- Opening Delimiter -
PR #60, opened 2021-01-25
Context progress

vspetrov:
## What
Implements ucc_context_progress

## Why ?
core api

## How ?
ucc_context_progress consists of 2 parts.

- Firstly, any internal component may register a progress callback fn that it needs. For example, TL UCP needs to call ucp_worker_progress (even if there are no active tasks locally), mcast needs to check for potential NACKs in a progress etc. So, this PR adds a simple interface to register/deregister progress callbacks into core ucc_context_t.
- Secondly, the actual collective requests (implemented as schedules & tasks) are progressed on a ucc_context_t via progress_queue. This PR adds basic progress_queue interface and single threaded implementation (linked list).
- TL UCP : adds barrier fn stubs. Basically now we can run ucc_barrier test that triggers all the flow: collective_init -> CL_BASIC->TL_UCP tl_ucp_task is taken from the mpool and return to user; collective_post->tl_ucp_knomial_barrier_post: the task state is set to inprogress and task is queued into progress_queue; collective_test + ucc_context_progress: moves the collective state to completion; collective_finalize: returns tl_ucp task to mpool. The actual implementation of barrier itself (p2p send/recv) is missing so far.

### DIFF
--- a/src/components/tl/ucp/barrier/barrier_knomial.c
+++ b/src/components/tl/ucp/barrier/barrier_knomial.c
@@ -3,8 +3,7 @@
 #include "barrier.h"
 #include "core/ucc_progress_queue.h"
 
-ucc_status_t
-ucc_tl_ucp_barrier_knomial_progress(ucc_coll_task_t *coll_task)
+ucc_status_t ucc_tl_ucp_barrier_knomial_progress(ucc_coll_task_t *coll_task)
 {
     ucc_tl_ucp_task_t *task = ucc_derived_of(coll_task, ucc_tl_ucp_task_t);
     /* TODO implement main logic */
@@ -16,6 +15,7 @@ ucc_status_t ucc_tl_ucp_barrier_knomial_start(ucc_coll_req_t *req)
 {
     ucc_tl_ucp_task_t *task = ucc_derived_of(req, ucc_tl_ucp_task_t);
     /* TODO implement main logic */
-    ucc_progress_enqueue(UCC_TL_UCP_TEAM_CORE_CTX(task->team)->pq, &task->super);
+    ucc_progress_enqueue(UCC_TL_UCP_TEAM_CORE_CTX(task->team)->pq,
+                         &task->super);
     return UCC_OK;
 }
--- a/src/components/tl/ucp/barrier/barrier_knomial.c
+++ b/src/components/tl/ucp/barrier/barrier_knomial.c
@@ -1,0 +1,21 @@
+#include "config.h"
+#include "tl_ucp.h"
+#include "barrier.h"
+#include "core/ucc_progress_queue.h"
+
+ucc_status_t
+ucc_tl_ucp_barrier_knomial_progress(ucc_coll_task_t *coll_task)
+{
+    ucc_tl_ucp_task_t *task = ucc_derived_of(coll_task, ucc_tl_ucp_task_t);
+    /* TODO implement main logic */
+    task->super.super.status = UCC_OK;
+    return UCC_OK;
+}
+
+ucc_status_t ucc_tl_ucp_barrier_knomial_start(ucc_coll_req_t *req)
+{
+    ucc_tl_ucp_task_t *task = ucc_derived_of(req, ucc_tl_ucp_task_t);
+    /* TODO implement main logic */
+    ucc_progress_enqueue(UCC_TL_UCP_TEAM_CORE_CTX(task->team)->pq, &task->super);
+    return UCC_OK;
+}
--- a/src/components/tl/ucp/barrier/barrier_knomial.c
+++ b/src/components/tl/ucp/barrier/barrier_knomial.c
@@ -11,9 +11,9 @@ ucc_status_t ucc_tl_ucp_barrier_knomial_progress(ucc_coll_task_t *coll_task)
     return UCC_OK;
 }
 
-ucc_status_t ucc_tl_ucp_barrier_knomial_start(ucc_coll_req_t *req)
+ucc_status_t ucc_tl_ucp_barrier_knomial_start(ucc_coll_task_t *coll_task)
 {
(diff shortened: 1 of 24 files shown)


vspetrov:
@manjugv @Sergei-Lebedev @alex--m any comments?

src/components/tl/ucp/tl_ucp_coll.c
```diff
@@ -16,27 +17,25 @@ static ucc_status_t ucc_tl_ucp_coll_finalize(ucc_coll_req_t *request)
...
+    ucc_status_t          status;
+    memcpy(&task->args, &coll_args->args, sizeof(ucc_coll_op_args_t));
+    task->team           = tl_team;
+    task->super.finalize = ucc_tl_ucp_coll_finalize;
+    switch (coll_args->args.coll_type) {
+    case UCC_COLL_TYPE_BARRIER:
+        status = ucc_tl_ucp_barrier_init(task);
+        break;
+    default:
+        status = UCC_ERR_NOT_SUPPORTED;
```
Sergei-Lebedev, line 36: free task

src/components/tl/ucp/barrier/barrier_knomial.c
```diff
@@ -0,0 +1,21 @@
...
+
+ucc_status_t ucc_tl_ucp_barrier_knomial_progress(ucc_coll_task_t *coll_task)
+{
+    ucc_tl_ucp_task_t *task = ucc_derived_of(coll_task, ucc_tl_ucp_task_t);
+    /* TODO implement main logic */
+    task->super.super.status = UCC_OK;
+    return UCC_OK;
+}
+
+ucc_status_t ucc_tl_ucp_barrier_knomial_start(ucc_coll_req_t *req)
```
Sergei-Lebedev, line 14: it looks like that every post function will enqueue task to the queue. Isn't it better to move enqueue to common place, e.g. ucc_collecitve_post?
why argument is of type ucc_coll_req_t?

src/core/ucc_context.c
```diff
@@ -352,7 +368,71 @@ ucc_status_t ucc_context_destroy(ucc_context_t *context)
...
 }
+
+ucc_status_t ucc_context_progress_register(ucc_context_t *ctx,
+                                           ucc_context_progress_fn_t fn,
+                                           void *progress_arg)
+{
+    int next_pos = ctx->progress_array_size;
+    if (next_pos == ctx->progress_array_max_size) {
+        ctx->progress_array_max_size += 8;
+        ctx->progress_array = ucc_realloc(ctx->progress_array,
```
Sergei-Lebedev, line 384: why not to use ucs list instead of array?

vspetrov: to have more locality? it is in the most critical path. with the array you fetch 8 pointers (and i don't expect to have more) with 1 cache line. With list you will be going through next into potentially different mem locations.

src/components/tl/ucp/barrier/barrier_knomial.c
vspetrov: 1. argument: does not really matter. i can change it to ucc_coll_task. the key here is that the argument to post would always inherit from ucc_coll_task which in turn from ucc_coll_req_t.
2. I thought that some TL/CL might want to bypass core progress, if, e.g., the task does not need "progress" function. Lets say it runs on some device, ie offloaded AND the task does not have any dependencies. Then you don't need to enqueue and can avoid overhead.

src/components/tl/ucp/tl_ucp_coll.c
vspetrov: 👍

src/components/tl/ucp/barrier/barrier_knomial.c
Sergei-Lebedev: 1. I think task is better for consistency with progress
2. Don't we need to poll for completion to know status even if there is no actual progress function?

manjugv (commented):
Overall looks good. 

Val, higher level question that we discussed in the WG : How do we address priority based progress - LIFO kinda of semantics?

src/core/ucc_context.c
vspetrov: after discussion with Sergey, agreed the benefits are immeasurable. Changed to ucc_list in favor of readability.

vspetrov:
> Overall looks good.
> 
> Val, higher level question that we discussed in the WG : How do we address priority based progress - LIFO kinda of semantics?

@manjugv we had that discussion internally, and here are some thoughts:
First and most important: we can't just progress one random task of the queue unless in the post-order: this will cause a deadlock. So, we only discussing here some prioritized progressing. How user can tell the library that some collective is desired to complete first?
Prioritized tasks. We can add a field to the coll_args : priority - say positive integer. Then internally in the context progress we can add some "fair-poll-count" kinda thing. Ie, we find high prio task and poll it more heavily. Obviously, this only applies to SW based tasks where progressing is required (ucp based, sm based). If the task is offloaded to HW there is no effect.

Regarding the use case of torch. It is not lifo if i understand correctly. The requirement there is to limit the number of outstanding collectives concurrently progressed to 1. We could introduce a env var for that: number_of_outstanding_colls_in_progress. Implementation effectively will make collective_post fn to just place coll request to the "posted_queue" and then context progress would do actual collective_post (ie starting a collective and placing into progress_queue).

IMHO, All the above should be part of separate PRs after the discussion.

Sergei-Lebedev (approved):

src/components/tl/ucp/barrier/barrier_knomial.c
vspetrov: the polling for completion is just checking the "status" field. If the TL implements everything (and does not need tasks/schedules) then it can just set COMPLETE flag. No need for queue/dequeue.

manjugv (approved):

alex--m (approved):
- Closing Delimiter -
**EXERCISE AIM**.
Look through the lines above and collect those with the word "does".

**RESULT FOR THIS TASK**.
vspetrov: 1. argument: does not really matter. i can change it to ucc_coll_task. the key here is that the argument to post would always inherit from ucc_coll_task which in turn from ucc_coll_req_t.
2. I thought that some TL/CL might want to bypass core progress, if, e.g., the task does not need "progress" function. Lets say it runs on some device, ie offloaded AND the task does not have any dependencies. Then you don't need to enqueue and can avoid overhead.
vspetrov: the polling for completion is just checking the "status" field. If the TL implements everything (and does not need tasks/schedules) then it can just set COMPLETE flag. No need for queue/dequeue.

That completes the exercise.